─── Data provided
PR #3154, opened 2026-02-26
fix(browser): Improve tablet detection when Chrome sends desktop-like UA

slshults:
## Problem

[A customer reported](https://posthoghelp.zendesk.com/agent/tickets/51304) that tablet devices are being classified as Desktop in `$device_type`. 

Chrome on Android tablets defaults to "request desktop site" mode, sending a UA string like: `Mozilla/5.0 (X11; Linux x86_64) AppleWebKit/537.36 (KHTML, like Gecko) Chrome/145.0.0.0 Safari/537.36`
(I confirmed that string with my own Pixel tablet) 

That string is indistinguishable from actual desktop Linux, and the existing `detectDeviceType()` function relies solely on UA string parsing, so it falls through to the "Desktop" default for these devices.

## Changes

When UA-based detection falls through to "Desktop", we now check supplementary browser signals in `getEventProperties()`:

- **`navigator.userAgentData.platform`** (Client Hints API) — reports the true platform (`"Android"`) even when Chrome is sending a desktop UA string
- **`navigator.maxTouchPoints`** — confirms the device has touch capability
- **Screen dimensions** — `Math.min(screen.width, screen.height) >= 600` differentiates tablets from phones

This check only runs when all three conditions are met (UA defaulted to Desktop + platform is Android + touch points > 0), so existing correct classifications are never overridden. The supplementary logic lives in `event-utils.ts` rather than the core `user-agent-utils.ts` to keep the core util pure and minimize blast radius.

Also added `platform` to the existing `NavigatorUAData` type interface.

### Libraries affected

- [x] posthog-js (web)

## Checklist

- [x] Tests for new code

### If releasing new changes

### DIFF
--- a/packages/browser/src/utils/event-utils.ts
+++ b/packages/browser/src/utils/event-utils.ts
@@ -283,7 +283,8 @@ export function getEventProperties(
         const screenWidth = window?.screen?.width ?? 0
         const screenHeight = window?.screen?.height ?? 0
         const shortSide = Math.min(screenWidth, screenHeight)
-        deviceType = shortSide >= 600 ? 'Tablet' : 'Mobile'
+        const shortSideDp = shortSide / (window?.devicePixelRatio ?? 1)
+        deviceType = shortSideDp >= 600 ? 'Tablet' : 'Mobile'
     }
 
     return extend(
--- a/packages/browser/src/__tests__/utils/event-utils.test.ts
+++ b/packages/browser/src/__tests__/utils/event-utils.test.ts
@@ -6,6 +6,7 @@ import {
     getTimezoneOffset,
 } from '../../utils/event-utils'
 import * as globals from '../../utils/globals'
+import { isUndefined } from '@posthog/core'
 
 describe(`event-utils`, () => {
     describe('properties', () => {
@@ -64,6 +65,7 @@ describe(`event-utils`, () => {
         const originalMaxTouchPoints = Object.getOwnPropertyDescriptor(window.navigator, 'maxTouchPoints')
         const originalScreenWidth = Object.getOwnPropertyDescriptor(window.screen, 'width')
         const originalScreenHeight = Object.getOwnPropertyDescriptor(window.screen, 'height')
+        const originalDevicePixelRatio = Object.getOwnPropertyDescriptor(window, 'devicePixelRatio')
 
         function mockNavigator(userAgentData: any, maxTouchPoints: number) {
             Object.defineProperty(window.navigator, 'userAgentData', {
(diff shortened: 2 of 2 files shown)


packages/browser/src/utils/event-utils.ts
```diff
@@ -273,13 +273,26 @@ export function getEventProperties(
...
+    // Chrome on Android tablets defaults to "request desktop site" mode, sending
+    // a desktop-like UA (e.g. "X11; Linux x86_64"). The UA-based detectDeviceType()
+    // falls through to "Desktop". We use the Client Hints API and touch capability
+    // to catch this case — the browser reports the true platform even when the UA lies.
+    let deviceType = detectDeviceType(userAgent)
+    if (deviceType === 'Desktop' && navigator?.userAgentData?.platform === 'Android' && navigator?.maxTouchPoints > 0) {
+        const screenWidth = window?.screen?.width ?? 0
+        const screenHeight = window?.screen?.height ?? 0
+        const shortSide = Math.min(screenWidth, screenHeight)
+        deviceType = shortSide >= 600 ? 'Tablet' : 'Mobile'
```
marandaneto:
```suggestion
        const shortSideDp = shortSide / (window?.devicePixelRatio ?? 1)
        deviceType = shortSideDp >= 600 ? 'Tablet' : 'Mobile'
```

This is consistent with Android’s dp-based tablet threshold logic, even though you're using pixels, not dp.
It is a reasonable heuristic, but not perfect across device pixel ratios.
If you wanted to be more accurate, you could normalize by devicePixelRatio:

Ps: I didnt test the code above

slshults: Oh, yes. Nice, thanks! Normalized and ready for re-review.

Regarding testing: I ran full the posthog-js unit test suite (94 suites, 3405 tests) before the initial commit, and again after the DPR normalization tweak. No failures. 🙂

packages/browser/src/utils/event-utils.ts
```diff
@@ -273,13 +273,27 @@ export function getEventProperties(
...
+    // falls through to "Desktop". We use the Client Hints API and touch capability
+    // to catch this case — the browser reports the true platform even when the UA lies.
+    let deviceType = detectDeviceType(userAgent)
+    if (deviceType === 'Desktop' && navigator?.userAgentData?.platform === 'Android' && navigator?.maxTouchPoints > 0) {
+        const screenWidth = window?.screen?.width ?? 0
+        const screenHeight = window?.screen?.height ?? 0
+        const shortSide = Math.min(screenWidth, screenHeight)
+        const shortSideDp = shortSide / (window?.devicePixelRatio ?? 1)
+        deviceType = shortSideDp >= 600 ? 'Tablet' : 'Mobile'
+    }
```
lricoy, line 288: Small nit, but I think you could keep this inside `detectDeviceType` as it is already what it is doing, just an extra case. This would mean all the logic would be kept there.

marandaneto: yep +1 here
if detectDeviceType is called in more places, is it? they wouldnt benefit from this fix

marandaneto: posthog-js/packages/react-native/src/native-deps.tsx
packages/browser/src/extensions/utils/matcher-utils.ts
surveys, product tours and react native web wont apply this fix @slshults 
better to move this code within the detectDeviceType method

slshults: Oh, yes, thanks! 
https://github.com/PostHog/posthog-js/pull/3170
──────
─── Data provided
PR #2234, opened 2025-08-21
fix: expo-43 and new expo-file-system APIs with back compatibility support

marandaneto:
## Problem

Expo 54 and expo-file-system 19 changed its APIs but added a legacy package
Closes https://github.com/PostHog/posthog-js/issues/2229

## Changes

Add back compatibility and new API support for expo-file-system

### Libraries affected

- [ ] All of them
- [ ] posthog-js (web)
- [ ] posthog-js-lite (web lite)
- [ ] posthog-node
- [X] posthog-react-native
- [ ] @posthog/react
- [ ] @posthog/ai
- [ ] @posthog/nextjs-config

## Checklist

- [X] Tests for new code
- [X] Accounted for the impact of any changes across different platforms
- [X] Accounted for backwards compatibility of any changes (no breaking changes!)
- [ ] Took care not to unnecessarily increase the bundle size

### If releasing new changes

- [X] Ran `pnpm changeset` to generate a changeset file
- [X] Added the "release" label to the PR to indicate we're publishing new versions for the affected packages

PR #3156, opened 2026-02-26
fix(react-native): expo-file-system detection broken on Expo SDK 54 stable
──────
◆ What you should do
Among the records above, repeat exactly the line with "a changeset file", the line with "fix(react-native): expo-file-system detection", and every line in between, and only those.

◆ Solution for this task
- [X] Ran `pnpm changeset` to generate a changeset file
- [X] Added the "release" label to the PR to indicate we're publishing new versions for the affected packages

PR #3156, opened 2026-02-26
fix(react-native): expo-file-system detection broken on Expo SDK 54 stable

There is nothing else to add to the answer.